Required action:
Please report how many lines in the records below contain the word "have", and give nothing else.

[Saved entries]
PR #6092, opened 2024-07-08
ref(snuba-deletes): add DeletionSettings

MeredithAnya:
**context:**
Embarking on adding (lightweight) deletes to Snuba. The first storage we want to add this to is search issues, since right now you cannot delete via the Sentry application. 

The first step is to add some definitions on the storage that we will use in the delete pipeline (which will be a new endpoint we add later). 

**changes:**
This PR adds some deletion settings that are needed. they are:

* `is_enabled`: whether deletes are enabled for the storage. If no deletion settings are provided in the yaml file, we default to an empty deletion settings state (where `is_enabled` is `0`)
* `tables`: list of tables that we delete from. in some cases there will be more than one table to delete from - as is the case for storages that have a materialized view and where both the local and aggregated tables are queried from the product. In the empty deletion settings state tables is an empty list
* `max_rows_to_delete`: how many rows you can delete in one request. we want some limits to prevent excessive load on clickhouse. defaults to 1000 if deletions are enabled but `max_rows_to_delete` is not specified. in the empty deletion settings state `max_rows_to_delete` is `0`.

### DIFF
--- a/snuba/datasets/configuration/issues/storages/search_issues.yaml
+++ b/snuba/datasets/configuration/issues/storages/search_issues.yaml
@@ -114,6 +114,12 @@ query_processors:
         contexts:
           trace.trace_id: trace_id
 
+deletion_settings:
+  is_enabled: 0
+  max_rows_to_delete: 1000
+  tables:
+    - search_issues_local_v2
+
 mandatory_condition_checkers:
   - condition: ProjectIdEnforcer
 
--- a/snuba/datasets/configuration/json_schema.py
+++ b/snuba/datasets/configuration/json_schema.py
@@ -538,6 +538,25 @@ ENTITY_JOIN_RELATIONSHIPS = {
     },
 }
 
+DELETION_SETTINGS_SCHEMA = {
+    "type": "object",
+    "properties": {
+        "is_enabled": {
+            "type": "integer",
+        },
+        "tables": {
+            "type": "array",
+            "items": {"type": "string"},
+            "description": "Names of the tables to delete from.",
+        },
+        "max_rows_to_delete": {
+            "type": "integer",
+        },
+    },
+    "required": ["is_enabled", "tables"],
+    "additionalProperties": False,
+}
+
 # Full schemas:
 
 V1_READABLE_STORAGE_SCHEMA = {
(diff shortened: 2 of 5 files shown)


snuba/datasets/configuration/storage_builder.py
```diff
@@ -78,22 +80,29 @@ def __build_readable_storage_kwargs(config: dict[str, Any]) -> dict[str, Any]:
...
-                **{
-                    **policy.get("args", {}),
-                    "storage_key": storage_key.value,
-                }
-            )
-            for policy in config[ALLOCATION_POLICIES]
-        ]
-        if ALLOCATION_POLICIES in config
-        else [],
+        ALLOCATION_POLICIES: (
```
MeredithAnya, line 93: this got re-formatted

vartec (approved):

snuba/datasets/configuration/issues/storages/search_issues.yaml
```diff
@@ -114,6 +114,12 @@ query_processors:
         contexts:
           trace.trace_id: trace_id
 
+deletion_settings:
+  is_enabled: 0
```
xurui-c, line 118: should is_enabled = 1 for true?

snuba/datasets/configuration/json_schema.py
```diff
@@ -538,6 +538,25 @@ def registered_class_array_schema(
...
+            "type": "integer",
+        },
+    },
+    "required": ["is_enabled", "tables"],
+    "additionalProperties": False,
+}
+
 # Full schemas:
 
 V1_READABLE_STORAGE_SCHEMA = {
```
xurui-c, line 562: Should `deletion_settings` be added to `V1_WRITABLE_STORAGE_SCHEMA`?

snuba/datasets/storage.py
```diff
@@ -157,6 +160,9 @@ def get_mandatory_condition_checkers(self) -> Sequence[ConditionChecker]:
     def get_allocation_policies(self) -> list[AllocationPolicy]:
         return self.__allocation_policies or super().get_allocation_policies()
 
+    def get_deletion_settings(self) -> DeletionSettings:
+        return self.__deletion_settings
+
```
xurui-c, line 165: should we have this method for WritableTableStorage as well?

xurui-c (commented):
Left some quick queestions

snuba/datasets/configuration/issues/storages/search_issues.yaml
MeredithAnya: I was going to leave this as `0` until we were ready to test it out (and until we had the killswitch implemented)

xurui-c (approved):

Answer to this problem:
2